I agree, even the revolution is kinda tiresome. Excerpts about frontier life during the late 19th century is interesting though.
It was a superpower long before that. It was a superpower at least at the turning of the 20th century
Colonial history is comfy and interesting
The Old West and Indian wars are far more interesting than the gay US civil war
it may be boring and unexciting
but it was comfy and pretty nostalgic for us
too bad we sold all of that away
>tfw you'll never live during the Era of Good Feelings
only ~1880s-now are kino because they got some immigrant spice around then. Before that it was just ybois
Non-Americans, what are your thoughts on American history? Favorite moments?
australian here, always jealous of your guys colonial history especially in comparison to ours. founding fathers are kino and the revolutionary war as it exists in popular culture is cool as frick. pretty much everything from the Mayflower to WWII is just kino to me.
cowpens flag best flag btw
>colonial history
Beating up Spain and taking their shitty islands isn't really that interesting. Now the Indian Wars. Those were fun.
i like the US's role in WW1. read this a while back
https://www.cambridge.org/core/books/american-army-and-the-first-world-war/C8C4A39A21CCB3C8682349A1797F96A7
Contrary to what you guys would like to believe, the AEF was not a particularly competent fighting force compared to the French, Germans or British, in fact they were a completely clumsy shitshow, but they still had enough drive, spunk and most importantly food to get the job done
IMO it's more kino than the US during WWII. i don't have anything to justify that, just a personal preference
>Contrary to what you guys would like to believe, the AEF was not a particularly competent fighting force compared to the French, Germans or British
I don't really see my fellow Americans arguing otherwise, everyone agrees that Americas performance in World War I pales in comparison to the Second World War. The US didn't even have a modern rifle during the war, the Thompson, designed to sweep trenches, did not even end up seeing actual combat, leaving Americans relying on trench shotguns (much to the chagrin of the Germans), 1911s, and M1917 Enfields (American made copy of the Lee-Enfield chambered in .30-06)

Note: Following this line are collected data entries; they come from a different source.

PR #1686, opened 2026-09-17
 [Fix #1685] Adding missing native classes 

### LINKED ISSUE #1685: Missing for native JacksonModelCollectionSerializer and deserializer
**What happened**:

In native mode, serialization fails with errors similar to:

```
InvalidDefinitionException: 
Class io.serverlessworkflow.impl.model.jackson.JacksonModelCollectionSerializer 
has no default (no arg) constructor
```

>I don't really see my fellow Americans arguing otherwise, everyone agrees that America's performance in World War I pales in comparison to the Second World War
i've seen plenty of American chest-thumping about being the biggest baddest Devil Dogs of WWII, which i guess every country is entitled to, even though American troops' psychological ability and competence to withstand something like the French did at Verdun is highly doubtful.
there's some kekworthy ripple effects of that chest thumping too. One of the reasons Europe during WWII was exclusively an army show was because Marshall was so assblasted about the Marines massively overstating their contribution to Belleau Wood in the last war that he swore no Marines would ever fight in Europe
>its history prior to becoming a superpower around 1943
America did not become a superpower in 1943, it was already a superpower prior to this. The US became the largest econmomy in the world around the 1880s thanks to the explosive growth of industry brought on by the completion of the transcontinental railroad
Nah it's great and the post-Civil War/Gilded Age is probably the most interesting period of American history.
I'm not even American and this is wildly untrue. US history is fascinating.